**What the exercise asks:**
Nothing but a number is wanted: the count of lines in the records below that include "undefined".

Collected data

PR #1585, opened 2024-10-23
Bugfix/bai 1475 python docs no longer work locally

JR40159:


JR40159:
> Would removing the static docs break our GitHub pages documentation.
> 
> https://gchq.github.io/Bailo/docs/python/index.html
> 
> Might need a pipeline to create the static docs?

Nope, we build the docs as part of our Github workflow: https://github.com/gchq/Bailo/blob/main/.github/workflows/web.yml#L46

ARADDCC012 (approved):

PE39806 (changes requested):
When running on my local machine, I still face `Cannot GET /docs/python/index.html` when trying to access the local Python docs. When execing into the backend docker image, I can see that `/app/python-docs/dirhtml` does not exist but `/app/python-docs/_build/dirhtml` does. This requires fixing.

...

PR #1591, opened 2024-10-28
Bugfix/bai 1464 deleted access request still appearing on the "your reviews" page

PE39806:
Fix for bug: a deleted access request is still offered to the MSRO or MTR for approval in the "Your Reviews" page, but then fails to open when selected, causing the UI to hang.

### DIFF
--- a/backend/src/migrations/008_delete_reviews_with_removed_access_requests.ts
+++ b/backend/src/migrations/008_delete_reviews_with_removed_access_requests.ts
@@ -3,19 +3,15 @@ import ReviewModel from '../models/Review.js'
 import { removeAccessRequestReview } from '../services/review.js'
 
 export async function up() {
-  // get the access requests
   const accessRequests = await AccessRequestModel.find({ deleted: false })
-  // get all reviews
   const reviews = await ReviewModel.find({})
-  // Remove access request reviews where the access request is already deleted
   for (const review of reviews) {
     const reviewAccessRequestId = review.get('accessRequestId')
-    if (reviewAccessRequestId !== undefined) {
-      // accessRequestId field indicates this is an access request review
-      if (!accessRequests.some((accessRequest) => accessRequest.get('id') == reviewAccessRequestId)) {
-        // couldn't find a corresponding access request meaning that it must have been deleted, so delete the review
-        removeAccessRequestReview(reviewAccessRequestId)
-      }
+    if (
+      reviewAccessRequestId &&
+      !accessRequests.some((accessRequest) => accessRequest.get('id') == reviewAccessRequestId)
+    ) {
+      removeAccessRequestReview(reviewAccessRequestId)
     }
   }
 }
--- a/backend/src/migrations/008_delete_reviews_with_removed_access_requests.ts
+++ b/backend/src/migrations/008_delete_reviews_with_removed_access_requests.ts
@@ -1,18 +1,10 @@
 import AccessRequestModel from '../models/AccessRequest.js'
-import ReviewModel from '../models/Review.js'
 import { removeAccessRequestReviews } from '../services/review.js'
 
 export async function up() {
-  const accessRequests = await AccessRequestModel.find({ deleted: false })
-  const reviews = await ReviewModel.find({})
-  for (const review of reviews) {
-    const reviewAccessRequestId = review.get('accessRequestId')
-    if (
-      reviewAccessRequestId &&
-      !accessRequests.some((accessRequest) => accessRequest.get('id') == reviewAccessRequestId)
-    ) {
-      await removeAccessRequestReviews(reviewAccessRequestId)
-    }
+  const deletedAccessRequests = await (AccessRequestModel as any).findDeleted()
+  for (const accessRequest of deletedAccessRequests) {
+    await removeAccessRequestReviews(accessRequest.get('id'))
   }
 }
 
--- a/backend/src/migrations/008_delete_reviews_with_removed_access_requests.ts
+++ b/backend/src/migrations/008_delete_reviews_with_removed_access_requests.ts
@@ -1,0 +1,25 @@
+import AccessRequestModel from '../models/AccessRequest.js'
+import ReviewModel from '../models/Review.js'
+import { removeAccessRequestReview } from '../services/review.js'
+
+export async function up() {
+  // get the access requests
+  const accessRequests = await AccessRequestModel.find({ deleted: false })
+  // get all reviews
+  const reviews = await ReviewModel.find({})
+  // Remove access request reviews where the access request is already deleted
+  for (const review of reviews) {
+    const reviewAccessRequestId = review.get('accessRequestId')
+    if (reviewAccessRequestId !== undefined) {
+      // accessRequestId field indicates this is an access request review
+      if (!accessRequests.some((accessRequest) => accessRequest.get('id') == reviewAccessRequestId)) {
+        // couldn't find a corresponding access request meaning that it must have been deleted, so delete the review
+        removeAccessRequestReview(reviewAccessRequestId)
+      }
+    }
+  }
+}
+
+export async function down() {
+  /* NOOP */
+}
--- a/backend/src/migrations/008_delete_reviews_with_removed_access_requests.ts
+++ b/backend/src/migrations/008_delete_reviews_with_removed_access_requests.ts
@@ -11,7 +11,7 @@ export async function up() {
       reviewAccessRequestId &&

**Exercise answer:**
2